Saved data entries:

PR #7091, opened 2026-08-03
fix(l1): drop peers on undecodable RLPx inbound frames

### LINKED ISSUE #7035: A peer sending an undecodable RLPx message is neither penalized nor discarded, and keeps getting selected
## Summary

A peer that sends an RLPx message we cannot decode is neither penalized nor discarded. Its peer-table entry survives with a live connection handle and an unchanged score, so peer selection keeps handing it out — while its inbound stream is already dead and it can never answer anything.

An undecodable message is grounds for dropping that peer. Today we neither drop it nor score it down.

## What happens

`RLPxCodec::decode` propagates a `Message::decode` failure to `FramedRead`:

https://github.com/lambdaclass/ethrex/blob/main/crates/networking/p2p/rlpx/connection/codec.rs#L232

`tokio-util` treats a decoder error as terminal — it sets `has_errored`, and the next poll returns `Poll::Ready(None)` (0.7.18, `src/codec/framed_impl.rs`, citing tokio-rs/tokio#3976). The stream is finished from that point on.

`spawn_listener` reacts to a finished stream by simply leaving its loop:

```rust
None => {
    tracing::trace!("Stream finished");
    break;
}
```

Nothing else happens. In particular:

- The connection actor stays alive, so `PeerData.connection` remains `Some(..)` and the peer still looks connected.
- No `record_failure`, no `record_critical_failure`, no `set_disposable` on this path — the peer's **score is exactly what it was**, so score-weighted selection in `do_get_random_peer` / `get_best_peer` still favours it.
- The teardown that calls `remove_peer` runs on actor stop, which a finished stream does not trigger.

So for the next ~30-40 seconds (`PING_INTERVAL` 10s × `MAX_MISSED_PONGS` 3) the peer is repeatedly selectable as a healthy, well-scored peer, and every request routed to it burns a full `PEER_REPLY_TIMEOUT` with no possible reply. Only then does the ping liveness check `ctx.stop()` it.

And when it is finally reclaimed, `remove_peer` just `swap_remove`s the entry:

https://github.com/lambdaclass/ethrex/blob/main/crates/networking/p2p/peer_table.rs#L570-L579

It does not mark the contact `disposable`, so discovery is free to re-add and re-dial the same peer, which sends the same undecodable message, and the cycle repeats.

Instructions for the task: The entire set of entries, and nothing else, should be set down exactly.

Answer to the exercise:
PR #7091, opened 2026-08-03
fix(l1): drop peers on undecodable RLPx inbound frames

### LINKED ISSUE #7035: A peer sending an undecodable RLPx message is neither penalized nor discarded, and keeps getting selected
## Summary

A peer that sends an RLPx message we cannot decode is neither penalized nor discarded. Its peer-table entry survives with a live connection handle and an unchanged score, so peer selection keeps handing it out — while its inbound stream is already dead and it can never answer anything.

An undecodable message is grounds for dropping that peer. Today we neither drop it nor score it down.

## What happens

`RLPxCodec::decode` propagates a `Message::decode` failure to `FramedRead`:

https://github.com/lambdaclass/ethrex/blob/main/crates/networking/p2p/rlpx/connection/codec.rs#L232

`tokio-util` treats a decoder error as terminal — it sets `has_errored`, and the next poll returns `Poll::Ready(None)` (0.7.18, `src/codec/framed_impl.rs`, citing tokio-rs/tokio#3976). The stream is finished from that point on.

`spawn_listener` reacts to a finished stream by simply leaving its loop:

```rust
None => {
    tracing::trace!("Stream finished");
    break;
}
```

Nothing else happens. In particular:

- The connection actor stays alive, so `PeerData.connection` remains `Some(..)` and the peer still looks connected.
- No `record_failure`, no `record_critical_failure`, no `set_disposable` on this path — the peer's **score is exactly what it was**, so score-weighted selection in `do_get_random_peer` / `get_best_peer` still favours it.
- The teardown that calls `remove_peer` runs on actor stop, which a finished stream does not trigger.

So for the next ~30-40 seconds (`PING_INTERVAL` 10s × `MAX_MISSED_PONGS` 3) the peer is repeatedly selectable as a healthy, well-scored peer, and every request routed to it burns a full `PEER_REPLY_TIMEOUT` with no possible reply. Only then does the ping liveness check `ctx.stop()` it.

And when it is finally reclaimed, `remove_peer` just `swap_remove`s the entry:

https://github.com/lambdaclass/ethrex/blob/main/crates/networking/p2p/peer_table.rs#L570-L579

It does not mark the contact `disposable`, so discovery is free to re-add and re-dial the same peer, which sends the same undecodable message, and the cycle repeats.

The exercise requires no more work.